Author: Christian Okonek
Publisher: Springer Science & Business Media
Published: 2013-11-11
Total Pages: 399
ISBN-13: 1475714602
DOWNLOAD EBOOK →These lecture notes are intended as an introduction to the methods of classification of holomorphic vector bundles over projective algebraic manifolds X. To be as concrete as possible we have mostly restricted ourselves to the case X = Fn. According to Serre (GAGA) the classification of holomorphic vector bundles is equivalent to the classification of algebraic vector bundles. Here we have used almost exclusively the language of analytic geometry. The book is intended for students who have a basic knowledge of analytic and (or) algebraic geometry. Some funda mental results from these fields are summarized at the beginning. One of the authors gave a survey in the Seminaire Bourbaki 1978 on the current state of the classification of holomorphic vector bundles overFn. This lecture then served as the basis for a course of lectures in Gottingen in the Winter Semester 78/79. The present work is an extended and up-dated exposition of that course. Because of the introductory nature of this book we have had to leave out some difficult topics such as the restriction theorem of Barth. As compensation we have appended to each sec tion a paragraph in which historical remarks are made, further results indicated and unsolved problems presented.
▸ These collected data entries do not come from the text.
Issue #1204, opened 2019-02-18
Content on pages move horizontally depending on if a scrollbar is on screen or not


edwardhorsford:
Content in the template is centred on the page. If the page has a scrollbar, this will be slightly to the left. If the page doesn't have a scrollbar, the content is slightly to the right.

If a user moves between tabs / sections of the site, this makes the GOV.UK logo and other things appear to jump about. Ideally when using navigation links, everything would stay in position.

Example:
![govuk-template-scrollbar-or-not](https://user-images.githubusercontent.com/2204224/52967998-d5bb0480-33a3-11e9-8741-ee1f416cf4a6.gif)

On my personal site I've gotten around this by using `margin-left: calc(100vw - 100%);` on `body` - which adds a left margin equal to the width of a scrollbar. 

@nickcolley tells me that @colinrotherham also raised this recently and suggested this:
```
@media only screen {
  .container {
    overflow-y: scroll;
  }
}
```

nickcolley:
In GOV.UK Template (which we aim to replace) it has something to account for this:

- https://github.com/alphagov/govuk_template/blob/master/source/assets/stylesheets/_basic.scss#L60
- https://github.com/alphagov/govuk_template/blob/master/source/assets/stylesheets/_basic.scss#L111

36degrees:
Fixed in #1230

PR #1230, opened 2019-03-01
Prevent horizontal jump as scrollbars appear

colinrotherham:
As discussed previously with @nickcolley, we're seeing horizontal "jumps" in position as scroll bars appear and disappear in IE11—as page content grows.

Also spotted by @edwardhorsford here: https://github.com/alphagov/govuk-frontend/issues/1204

We've fixed the issue manually (screen-only, not affecting print) by using:

```css
@media only screen {
  .container {
    overflow-y: scroll;
  }
}
```

Also found in GOV.UK Template:
https://github.com/alphagov/govuk_template/blob/f2c10fae7ec7e371fd11c409cd71a399e3342e7f/source/assets/stylesheets/_basic.scss#L111

And inside GOV.UK Elements:
https://github.com/alphagov/govuk_elements/blob/84f485f688e7f796a4c44dd73b17177e8e39538c/assets/sass/elements/_govuk-template-base.scss#L50

Things to discuss:

**1. Do we need to restrict to `@media only screen`**
Does this prevent printable content from being hidden?

~~**2. Do we need the old `-ms-overflow-style: scrollbar` style**~~
~~To force the scrollbar to always display in IE10/11~~

Confirmed: Point 2) was previously required for "tablet mode" Internet Explorer that first came with Windows 8, but since scroll bars auto-hide by default it's not needed anymore.

### Browser testing

- [x] Internet Explorer 8 (Windows)
- [x] Internet Explorer 9 (Windows)
- [x] Internet Explorer 10 (Windows)
- [x] Internet Explorer 11 (Windows)
- [x] Edge (latest 2 versions) (Windows)
- [x] Google Chrome (latest 2 versions) (Windows)
- [x] Mozilla Firefox (latest 2 versions) (Windows)
- [x] Safari 9+ (macOS)
- [x] Google Chrome (latest 2 versions) (macOS)
- [x] Mozilla Firefox (latest 2 versions) (macOS)
- [x] Safari 9.3+ (iOS)
- [x] Google Chrome (latest version) (iOS)
- [x] Google Chrome (latest version) (Android)
- [x] Samsung Internet (latest version) (Android)

Specific screenshots:

### Edge 17 with fix
edge 17 with fix

### Edge 17 without fix
edge 17 without fix

### IE11 with fix
ie11 with fix

### IE11 without fix
ie11 without fix

### IE10 with fix
ie10 with fix

### IE10 without fix
ie10 without fix

### IE9 with fix
ie9 with fix

### IE9 without fix
ie9 without fix

### DIFF
--- a/src/core/_template.scss
+++ b/src/core/_template.scss
@@ -11,6 +11,12 @@
     // Prevent automatic text sizing, as we already cater for small devices and
     // would like the browser to stay on 100% text zoom by default.
     text-size-adjust: 100%;
+
+    // Force the scrollbar to always display in IE, to prevent horizontal page
+    // jumps as content height changes (e.g. autocomplete results open).
+    @include govuk-media-query($media-type: screen) {
+      overflow-y: scroll;
+    }
   }
 
   // Applied to the <body> element
--- a/CHANGELOG.md
+++ b/CHANGELOG.md
@@ -20,6 +20,16 @@
 
   ([PR #N](https://github.com/alphagov/govuk-frontend/pull/N))
 
+- Prevent horizontal jump as scrollbars appear
+
+  As content vertical height grows (e.g. autocomplete results appear), browsers
+  may add scroll bars causing the page to jump horizontally in position.
+
+  To avoid this, re-introduce fix from GOV.UK Template:
+  https://github.com/alphagov/govuk-frontend/issues/1204
+
+  ([PR #1230](https://github.com/alphagov/govuk-frontend/pull/1230))
+
 - Accommodate camera notches on new devices (iPhone X, Google Pixel 3 etc)
 
   On newer devices with "camera notches", browsers reserve a safe area in landscape orientation (known as pillarboxing) so content isn't obscured.


edwardhorsford:
Woop 🎉

colinrotherham:
Further testing on Windows 8 (using the non-desktop "tablet mode" Internet Explorer) shows that scroll bars will hide by default without:

```css
// Force IE10-11 scroll bar in "tablet" mode
-ms-overflow-style: scrollbar;
```

Added it back in.

src/core/_template.scss
```diff
@@ -11,6 +11,15 @@
     // Prevent automatic text sizing, as we already cater for small devices and
     // would like the browser to stay on 100% text zoom by default.
     text-size-adjust: 100%;
+
+    // Force the scrollbar to always display, to prevent horizontal page jumps
+    // as content height changes (e.g. autocomplete results open). Screen only.
+    @include govuk-media-query($media-type: screen) {
+      overflow-y: scroll;
+
+      // Force IE10-11 scroll bar in "tablet" mode
```
nickcolley: Your comments in the thread are really useful to understand why this is in here

"That said, there is no visual jump here as tablet mode IE draws the scroll bars on top of the content before fading away automatically"

I think it'd be good to add in the code too.

colinrotherham: But the more I read that, the more I think we shouldn't force scroll bars to be visible on "touch first" devices anymore.

Maybe at the launch of Windows 8 and the Microsoft Surface we were wrong to force them? We don't force them on Mac or iOS, or any other browser with auto-hiding scroll bars.

What do you think?

nickcolley: As far as I can tell setting the overflow to scroll forces scrollbars to always be visible? Even on OSX?

colinrotherham: Not that I've seen.

I can only get scrollbars to appear on macOS (Chrome and Safari) by plugging in a scroll-wheel mouse on a device without a trackpad or magic mouse or by changing the "Show scroll bars" setting in System Preferences.

scroll bars

nickcolley: OK I mistakenly though when you used that CSS they were always visible.

edwardhorsford: I get the sense it would be good to test this in browserstack against quite a few different devices. Do we need some test pages?

colinrotherham: Ah sorry, no, it's only Internet Explorer that seems to show a faded out disabled scroll bar once `overflow-y: scroll` is set. On macOS the default is also to auto-height, even with this set.

I'm going to remove this bit:

```scss
// Force IE10-11 scroll bar in "tablet" mode
-ms-overflow-style: scrollbar;
```

I'll add some more notes and a video below.

colinrotherham:
I've done some more testing today of "tablet mode" on Windows 10.

In Microsoft Edge (and the touch-optimised Internet Explorer on Windows 8/8.1) scroll bars are designed to auto-hide without taking up any horizontal space. Just like iOS and macOS Safari.

### Video demo showing auto-hiding scrollbars

[YouTube example](https://www.youtube.com/watch?v=PUWj6KHeQLU)

I'd prefer to adhere to the device's defaults and retain this behaviour.

For example, on touch-first hardware running iOS, Android, Windows 10 in S mode or "tablet mode" we should prefer auto-hiding scroll bars (same with macOS with a trackpad or magic mouse).

So I've removed:

```scss
// Force IE10-11 scroll bar in "tablet" mode
-ms-overflow-style: scrollbar;
```

nickcolley:
Edge 18 with fix

image

Edge 18 without fix

image
image

src/core/_template.scss
colinrotherham: Marking resolved as this line has been removed.

colinrotherham:
Additional browser testing completed above https://github.com/alphagov/govuk-frontend/pull/1230#issue-257529169

colinrotherham:
Since Firefox and Chrome on macOS will also obey the "Always" option when toggling "Show scroll bars", they also get the "visible but disabled" scroll bars—preventing the jump.

enable scrollbars

So we've prevented the visual jump in more than just IE:

#### Firefox 65 (with fix)
With scroll bars enabled, horizontal space is reserved

[YouTube example](https://www.youtube.com/watch?v=od9iKdrT73U)

#### Firefox 65 (without fix)
With scroll bars enabled, horizontal space is *not* reserved

[YouTube example](https://www.youtube.com/watch?v=WogaFg9Iy3U)

Browsers that auto-hide scroll bars are unaffected 👍

colinrotherham:
Thanks @nickcolley @dashouse @36degrees 😊

alex-ju:
Quick question: does anyone know if it's possible to achieve the same effect by moving this logic to the `<body>` instead of the `<html>` element? Could try it myself, but I'm curious to know if there's a reason for doing it on the special `<html>` element.

colinrotherham:
@alex-ju I think the `<body>` tag would work just as well.

By using `<html>` we copied what GOV.UK and the old **alphagov/govuk_elements** kit did which we know is tried and testing in various services already.

alex-ju:
@colinrotherham ok, thanks for clarifying this.

PR #1234, opened 2019-03-05
Avoid double-escaping example names

colinrotherham:
Just a minor one.

I noticed the example names are already HTML escaped before they hit the macro.

Due to Nunjucks `autoescape: true` they were being double-escaped.

#### Before
before

#### After
after


colinrotherham:
Pushed again, I fixed a typo `aria-describeby` which was in a test as well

The book is divided into two chapters. Each chapter is subdivided into several sections which in turn are made up of a number of paragraphs. Each section is preceeded by a short description of iv its contents.
Author: J. Le Potier
Publisher: Cambridge University Press
Published: 1997-01-28
Total Pages: 260
ISBN-13: 9780521481823
DOWNLOAD EBOOK →This work consists of two sections on the moduli spaces of vector bundles. The first part tackles the classification of vector bundles on algebraic curves. The author also discusses the construction and elementary properties of the moduli spaces of stable bundles. In particular Le Potier constructs HilbertSHGrothendieck schemes of vector bundles, and treats Mumford's geometric invariant theory. The second part centers on the structure of the moduli space of semistable sheaves on the projective plane. The author sketches existence conditions for sheaves of given rank, and Chern class and construction ideas in the general context of projective algebraic surfaces. Professor Le Potier provides a treatment of vector bundles that will be welcomed by experienced algebraic geometers and novices alike.
Author: Andrej N. Tjurin
Publisher: Universitätsverlag Göttingen
Published: 2008
Total Pages: 330
ISBN-13: 3938616741
DOWNLOAD EBOOK →This is the first volume of a three volume collection of Andrey Nikolaevich Tyurin's Selected Works. It includes his most interesting articles in the field of classical algebraic geometry, written during his whole career from the 1960s. Most of these papers treat different problems of the theory of vector bundles on curves and higher dimensional algebraic varieties, a theory which is central to algebraic geometry and most of its applications.